*Work order:*
Look through the entries that follow and count the lines with the word "node". The reply is that number alone.

[Collected data]
--- --- ---
PR #132, opened 2019-10-23
Clean kubectl wrappers

soltysh:
We have a bunch of unnecessary wrappers where we should not have. This PR removes them and re-uses the kubectl information where possible.

/assign @damemi


damemi:
Looks good to me but your verify has failed, looks like some generated difference needed with the flag change from switching commands?

soltysh:
> Looks good to me but your verify has failed, looks like some generated difference needed with the flag change from switching commands?

I cleaned one bit which was removing some global, removed it so we don't add anything unexpected. Should be good now. Self-tagging based on previous approval.

PR #134, opened 2019-10-25
oc adm catalog command

ecordell:
This adds two commands in accordance with the olm mirroring [enhancement](https://github.com/openshift/enhancements/blob/master/enhancements/oc/olm-mirroring.md).

An example of using these commands:

```sh
$ oc adm catalog build --appregistry-org=redhat-operators --to=quay.io/operatorframework/test-opreg:12
< status omitted > 
Uploading ... 387.5kB/s
Pushed sha256:8c8092a596939d206b90f9d84beec8fda944cfafba43fa2e4325cbbe61b3ef65 to quay.io/operatorframework/test-opreg:12

$ oc adm catalog mirror quay.io/operatorframework/test-opreg:12 localhost:5000
I1028 14:25:02.096029   75119 mirror.go:176] wrote database to /var/folders/4m/pt431q9d2fsbk9zz2_vmg3tc0000gn/T/038631746/bundles.db
I1028 14:25:13.765137   75119 mirror.go:271] wrote mirroring manifests to test-opreg-manifests

$ ls test-opreg-manifests
imageContentSourcePolicy.yaml mapping.txt

$ cat test-opreg-manifests/imageContentSourcePolicy.yaml
metadata:
  name: test-opreg
spec:
  repositoryDigestMirrors:
  - mirrors:
    - localhost:5000/fuse7/fuse-online-operator
    source: registry.redhat.io/fuse7/fuse-online-operator
  - mirrors:
    - localhost:5000/container-native-virtualization/node-maintenance-operator
    source: registry.redhat.io/container-native-virtualization/node-maintenance-operator
    # etc

$ cat test-opreg-manifests/mapping.txt
registry.redhat.io/fuse7/fuse-online-operator:1.4=localhost:5000/fuse7/fuse-online-operator:1.4
registry.redhat.io/container-native-virtualization/node-maintenance-operator:v2.0.0-6=localhost:5000/container-native-virtualization/node-maintenance-operator:v2.0.0-6
registry.redhat.io/openshift4/ose-template-service-broker-operator@sha256:9dbb5f8092764e1987731ea3e9c071092c12974c06cde48c637dc7fdfad2fbd1=localhost:5000/openshift4/ose-template-service-broker-operator
```

Here is the help for both commands:

```sh
$ oc adm catalog build -h
Builds a catalog container image from a collection operator manifests.

 Extracts the contents of a collection of operator manifests to disk, and builds them into an operator registry catalog
image.

Usage:
  oc adm catalog build [flags]

Options:
      --appregistry-endpoint='https://quay.io/cnr': Endpoint for pulling from an application registry instance.
  -o, --appregistry-org='': Organization (Namespace) to pull from an application registry instance
      --auth-token='': Auth token for communicating with an application registry.
      --dir='': Local path to cache manifests when downloading.
      --from='quay.io/operator-framework/operator-registry-server:latest': The image to use as a base.
      --to='': The image repository tag to apply to the built catalog image.
  -d, --to-db='': Local path to save the database to.

Use "oc adm options" for a list of global command-line options (applies to all commands).
```
```sh
$ oc adm catalog mirror -h
Mirrors the contents of a catalog into a registry.

 This command will pull down an image containing a catalog database, extract it to disk, query it to find all of the images used in the manifests, mirrors them to a target registry.

 By default, the database is extracted to a temporary directory, but can be saved locally via flags.

 An ImageContentSourcePolicy is written to a file for application to a cluster with access to the target registry. This will configure the cluster to pull from the mirrors instead of the locations referenced in the operator manifests.

 A mapping.txt file is also created that is compatible with "oc image mirror". This may be used to further customize the mirroring configuration, but should not be needed in normal circumstances.

Usage:
  oc adm catalog mirror [flags]

Options:
      --dry-run=false: Print the actions that would be taken and exit without writing to the destinations.
      --manifests-only=false: Calculate the manifests required for mirroring, but don not actually mirror image content.
      --path='': In-container to local path mapping for database.
      --to-manifests='': Local path to store manifests.

Use "oc adm options" for a list of global command-line options (applies to all commands).
```

Note that `path` and `manifests-only` are not in the proposal, but they seemed sensible to add. `path` functions as in `oc image extract --path=/dir:./local/dir`


pkg/cli/admin/catalog/mirror.go
```diff
@@ -0,0 +1,111 @@
...
+				return a.Run()
+			}
+
+			var extractor mirror.DatabaseExtractorFunc = func(from string) (string, error) {
+				e := imgextract.NewOptions(streams)
+				e.Mappings = []imgextract.Mapping{
+					{
+						ImageRef: srcRef,
+						From:     "/",
+						To:       "./db",
```
ecordell: todo: not hardcoded

pkg/cli/admin/catalog/mirror.go
```diff
@@ -0,0 +1,111 @@
...
+	"k8s.io/klog"
+	"k8s.io/kubectl/pkg/util/templates"
+
+	imgextract "github.com/openshift/oc/pkg/cli/image/extract"
+	imgmirror "github.com/openshift/oc/pkg/cli/image/mirror"
+)
+
+var (
+	mirrorLong = templates.LongDesc(`
+			Builds a catalog container image from a collection operator manifests.
```
ecordell: todo: desc wrong

pkg/cli/admin/admin.go
```diff
@@ -134,6 +135,10 @@ func NewCommandAdmin(name, fullName string, f kcmdutil.Factory, streams genericc
 		options.NewCmdOptions(streams),
 	)
 
+	cmds.AddCommand(
```
soltysh: Add it to the above section, please.

pkg/cli/admin/catalog/build.go
```diff
@@ -0,0 +1,57 @@
...
+var (
+	buildLong = templates.LongDesc(`
+			Builds a catalog container image from a collection operator manifests.
+
+			Extracts the contents of a collection of operator manifests to disk, and builds them into
+			an operator registry catalog image.
+		`)
+)
+
+func NewBuildImage(streams genericclioptions.IOStreams) *cobra.Command {
```
soltysh: This command is not following the patterns set by all commands, this means **every** command needs to:
1. Have `<command-name>Options` struct with all the necessary flags used by it. Flags should be mapped 1-to-1 in this struct. Additional necessary fields are allowed. 
2. Have these methods:
  * `Complete` - responsible for completing the options struct from 1 (required)
  * `Verify` - responsible for performing validation (optional)
  * `Run` - responsible for actual execution
3. Each should use `kcmd.util.CheckErrr` when running ^
4. Use `Run` from cobra.
See other commands for examples.

pkg/cli/admin/catalog/catalog.go
```diff
@@ -0,0 +1,28 @@
...
+		Use:   "catalog",
+		Short: "Tools for managing the OpenShift OLM Catalogs",
+		Long: templates.LongDesc(`
+			This tool is used to extract and mirror the contents of catalogs for Operator
+			Lifecycle Manager.
+
+			The subcommands allow you to build catalog images from a source (such as appregistry) 
+			and mirror its content across registries.
+			`),
+		RunE: func(cmd *cobra.Command, args []string) error {
```
soltysh: `Run:   kcmdutil.DefaultSubCommandRun(streams.ErrOut),` like all the other commands.

pkg/cli/admin/catalog/mirror.go
```diff
@@ -0,0 +1,281 @@
...
+	"fmt"
+	"io/ioutil"
+	"os"
+	"path"
+	"strings"
+
+	operatorv1alpha1 "github.com/openshift/api/operator/v1alpha1"
+	"github.com/openshift/library-go/pkg/image/reference"
+	"github.com/operator-framework/operator-registry/pkg/mirror"
+	"github.com/sirupsen/logrus"
```
soltysh: This is not allowed, only `k8s.io/klog`

pkg/cli/admin/catalog/mirror.go
```diff
@@ -0,0 +1,281 @@
...
+		return fmt.Errorf("must specify path for database")
+	}
+	if o.ManifestDir == "" {
+		return fmt.Errorf("must specify path for manifests")
+	}
+	return nil
+}
+
+func NewMirrorCatalog(streams genericclioptions.IOStreams) *cobra.Command {
+	o := MirrorCatalogOptions{
```
soltysh: We prefer having explicit `NewMirrorCatalogOptions` method.

pkg/cli/admin/catalog/mirror.go
```diff
@@ -0,0 +1,281 @@
...
+	}
+
+	cmd := &cobra.Command{
+		Use:   "mirror",
+		Short: "mirror an operator-registry catalog",
+		Long:  mirrorLong,
+
+		PreRunE: func(cmd *cobra.Command, args []string) error {
+			if debug, _ := cmd.Flags().GetBool("debug"); debug {
+				logrus.SetLevel(logrus.DebugLevel)
```
soltysh: Nope.

pkg/cli/admin/catalog/mirror.go
```diff
@@ -0,0 +1,281 @@
...
+			}
+			return nil
+		},
+
+		RunE: func(cmd *cobra.Command, args []string) error {
```
soltysh: Does not follow any of the standards in oc.

pkg/cli/admin/catalog/mirror.go
ecordell: The libraries I'm calling use `logrus`. Is there a restriction around calling libraries that use different log frameworks?

go.mod
```diff
@@ -5,11 +5,10 @@ go 1.12
 require (
 	github.com/AaronO/go-git-http v0.0.0-20161214145340-1d9485b3a98f
 	github.com/MakeNowJust/heredoc v0.0.0-20170808103936-bb23615498cd
-	github.com/Nvveen/Gotty v0.0.0-20120604004816-cd527374f1e5 // indirect
 	github.com/RangelReale/osincli v0.0.0-20160924135400-fababb0555f2
 	github.com/alexbrainman/sspi v0.0.0-20180613141037-e580b900e9f5
 	github.com/apcera/gssapi v0.0.0-00010101000000-000000000000
-	github.com/aws/aws-sdk-go v1.16.26
+	github.com/aws/aws-sdk-go v1.17.7
```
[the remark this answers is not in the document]
ecordell: I'll have to pin some of this - is that okay?

pkg/cli/admin/catalog/mirror.go
ecordell: I removed this for now - I can look into klog for the dependency if we need to see those in the future.

umohnani8:
@sallyom @soltysh PTAL, aiming to get this in by tomorrow.

pkg/cli/admin/catalog/mirror.go
```diff
@@ -0,0 +1,280 @@
...
+		}
+	}
+
+	// Create an unstructured object for removing creationTimestamp
+	unstructuredObj := unstructured.Unstructured{}
+	unstructuredObj.Object, err = runtime.DefaultUnstructuredConverter.ToUnstructured(&icsp)
+	if err != nil {
+		return fmt.Errorf("ToUnstructured error: %v", err)
+	}
+	delete(unstructuredObj.Object["metadata"].(map[string]interface{}), "creationTimestamp")
```
soltysh: I see this code copied from https://github.com/openshift/oc/blob/master/pkg/cli/admin/release/mirror.go and I'm not that happy about it :cry: but I'll let you land it. Please fix this in a followup.
Since you have the access to the resource just set the creation timestamp to nil and for printing how about using printers? You can force it to produce yaml, always.

pkg/cli/admin/catalog/mirror.go
```diff
@@ -0,0 +1,280 @@
...
+	}
+	o.DatabaseExtractor = extractor
+	return nil
+}
+
+func (o *MirrorCatalogOptions) Validate() error {
+	if o.DatabasePath == "" {
+		return fmt.Errorf("must specify path for database")
+	}
+	if o.ManifestDir == "" {
```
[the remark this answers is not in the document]
ecordell: it's possible if you don't run `Complete` 😄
--- --- ---
*Your response:*
3